Task to complete
Each line of the entries, from the first to the line containing "prime_generator_native.h -> change", is to be transcribed exactly as it stands; include no other lines.

Records supplied

PR #13, opened 2021-01-18
bug fix for prime generation.

etwest:
I think I found a bug where prime generation is returning a composite number rather than a prime number. Not sure exactly what the implications are of this issue but I'm sure it's not great.

Let me know if I'm missing something but I think the following is the solution.

prime_generator.h -> change line 37 to while(!isPrime())
prime_generator_native.h -> change line 38 to while(!isPrime())

I built a quick testing script and got the following results:
prime generated from 5 is 9
prime generated from 10 is 15
prime generated from 23 is 25

This pull request should fix this issue

### DIFF
--- a/include/prime_generator.h
+++ b/include/prime_generator.h
@@ -34,7 +34,7 @@ namespace PrimeGenerator{
     if (n % 2 == 0){
       n++;
     }
-    while(IsPrime(n)){
+    while(!IsPrime(n)){
       n += 2;
     }
     return n;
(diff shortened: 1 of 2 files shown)


Victor-C-Zhang:
The `IsPrime` function returns as intended though, right?

etwest:
> The `IsPrime` function returns as intended though, right?

Yes. IsPrime correctly identifies if a given number is prime.

Victor-C-Zhang (approved):

PR #17, opened 2021-03-26
Hashxor

kennyzzhang:


include/bucket.h
```diff
@@ -2,76 +2,93 @@
...
+inline vec_t Bucket_Boruvka::col_index_hash(const unsigned bucket_col, const vec_t& update_idx, const long sketch_seed) {
+  struct {
+    unsigned bucket_col;
+    vec_t update_idx;
+  } __attribute__((packed)) buf = {bucket_col, update_idx};
+  return
+#ifdef USE_NATIVE_F
+  XXH32
+#else
+  XXH3_64bits_withSeed
```
Victor-C-Zhang, line 67: what's the difference between XXH32 and XXH3?

include/sketch.h
```diff
@@ -4,13 +4,11 @@
...
 #include <vector>
 #include "bucket.h"
-#include "prime_generator.h"
 #include "types.h"
-#include "update.h"
 #include "util.h"
 #include <gtest/gtest_prod.h>
 
-#define bucket_gen(x) double_to_ull(log2(x)+1)
+#define bucket_gen(x, c) double_to_ull((c)*(log2(x)+1))
```
Victor-C-Zhang, line 11: I'm not sure this is the way we want to do this. We want to convert `log2(x)` to an integer, then multiply that by `c` right?

include/sketch.h
```diff
@@ -21,39 +19,37 @@
 class Sketch {
   const long seed;
   const vec_t n;
+  const double num_bucket_factor;
```
Victor-C-Zhang: can you document these fields?

l0_sampling/sketch.cpp
```diff
@@ -56,32 +60,30 @@ Update Sketch::query() {
...
+    sketch1.buckets[i].a ^= sketch2.buckets[i].a;
+    sketch1.buckets[i].c ^= sketch2.buckets[i].c;
   }
   sketch1.already_quered = sketch1.already_quered || sketch2.already_quered;
   return sketch1;
 }
 
-
+//Probably doesn't work anymore
+/*
```
Victor-C-Zhang: we don't ever use this, so I think we can just get rid of it

test/sketch_test.cpp
```diff
@@ -225,35 +226,42 @@ void test_sketch_large(unsigned long vec_size, unsigned long num_updates) {
 }
 
 TEST(SketchTestSuite, TestSketchLarge) {
-  test_sketch_large(10000000, 1000000);
+  constexpr uint64_t upper_bound =
+#ifdef USE_NATIVE_F
+      1000000000ULL
```
Victor-C-Zhang: `1e9`

test/sketch_test.cpp
```diff
@@ -225,35 +226,42 @@ void test_sketch_large(unsigned long vec_size, unsigned long num_updates) {
...
+#else
+      1000000000000000000ULL
```
Victor-C-Zhang: `1e18`

Victor-C-Zhang (changes requested):
We can get rid of the prime-related files, as well as the `GTgraph`-related binaries in `/test/util/`

include/sketch.h
kennyzzhang: I don't think the order of the conversion matters that much. We're toying with c=.5 and other non-integer factors, so we may as well do just the integer conversion afterwards.

include/bucket.h
kennyzzhang: Here's the benchmark table from XXH's page:
| Hash Name     | Width | Bandwidth (GB/s) | Small Data Velocity | Quality | Comment |
| ---------     | ----- | ---------------- | ----- | --- | --- |
| __XXH3__ (SSE2) |  64 | 31.5 GB/s        | 133.1 | 10
| __XXH128__ (SSE2) | 128 | 29.6 GB/s      | 118.1 | 10
| _RAM sequential read_ | N/A | 28.0 GB/s  |   N/A | N/A | _for reference_
| City64        |    64 | 22.0 GB/s        |  76.6 | 10
| T1ha2         |    64 | 22.0 GB/s        |  99.0 |  9 | Slightly worse [collisions]
| City128       |   128 | 21.7 GB/s        |  57.7 | 10
| __XXH64__     |    64 | 19.4 GB/s        |  71.0 | 10
| SpookyHash    |    64 | 19.3 GB/s        |  53.2 | 10
| Mum           |    64 | 18.0 GB/s        |  67.0 |  9 | Slightly worse [collisions]
| __XXH32__     |    32 |  9.7 GB/s        |  71.9 | 10
| City32        |    32 |  9.1 GB/s        |  66.0 | 10
| Murmur3       |    32 |  3.9 GB/s        |  56.1 | 10
| SipHash       |    64 |  3.0 GB/s        |  43.2 | 10
| FNV64         |    64 |  1.2 GB/s        |  62.7 |  5 | Poor avalanche properties
| Blake2        |   256 |  1.1 GB/s        |   5.1 | 10 | Cryptographic
| SHA1          |   160 |  0.8 GB/s        |   5.6 | 10 | Cryptographic but broken
| MD5           |   128 |  0.6 GB/s        |   7.8 | 10 | Cryptographic but broken

So for "native" we're using 32 bit integers, so may as well use the 32 bit hash XXH32.
For 64 bit integers, we were using XXH64, but it turns out XXH3 is just better in every way.

include/sketch.h
Victor-C-Zhang: Alright, sounds good

Victor-C-Zhang (approved):

PR #22, opened 2021-04-22
OpenMP for stream ingestion

Victor-C-Zhang:
Use OpenMP to parallelize `Supernode.batch_update`


test/experiment/parallelism.cpp
```diff
@@ -0,0 +1,82 @@
...
+    free(prime);
+  }
+
+  void SetUp() override {}
+  void TearDown() override {}
+};
+
+vector<Edge>* EXPR_Parallelism::graph_edges;
+vector<Edge>* EXPR_Parallelism::odd_graph_edges;
+bool* EXPR_Parallelism::prime;
```
kennyzzhang: I can't find anywhere this is referenced, do we really need this test fixture?

Victor-C-Zhang: probably not, I'll get rid of it

kennyzzhang (approved):

PR #79, opened 2022-02-02
Perf improve

etwest:
Seems to make the code marginally faster. I'll post results here in a bit

### DIFF
--- a/CMakeLists.txt
+++ b/CMakeLists.txt
@@ -79,6 +79,7 @@ target_link_libraries(GraphStreamingCC PUBLIC xxhash GutterTree)
 target_include_directories(GraphStreamingCC PUBLIC include/ include/l0_sampling/)
 target_compile_options(GraphStreamingCC PUBLIC -fopenmp)
 target_link_options(GraphStreamingCC PUBLIC -fopenmp)
+target_compile_definitions(GraphStreamingCC PUBLIC XXH_INLINE_ALL)
 
 add_library(GraphStreamingVerifyCC
   src/graph.cpp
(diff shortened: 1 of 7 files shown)


etwest:
Results of unlimited speed experiment run with buffer size of -4

kron13  -- 4.60 million per second  -- 0.11 second CC
kron15  -- 4.11 million per second -- 0.53 second CC
kron16  -- 3.84 million per second -- 1.22 second CC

Exercise output
PR #13, opened 2021-01-18
bug fix for prime generation.

etwest:
I think I found a bug where prime generation is returning a composite number rather than a prime number. Not sure exactly what the implications are of this issue but I'm sure it's not great.

Let me know if I'm missing something but I think the following is the solution.

prime_generator.h -> change line 37 to while(!isPrime())
prime_generator_native.h -> change line 38 to while(!isPrime())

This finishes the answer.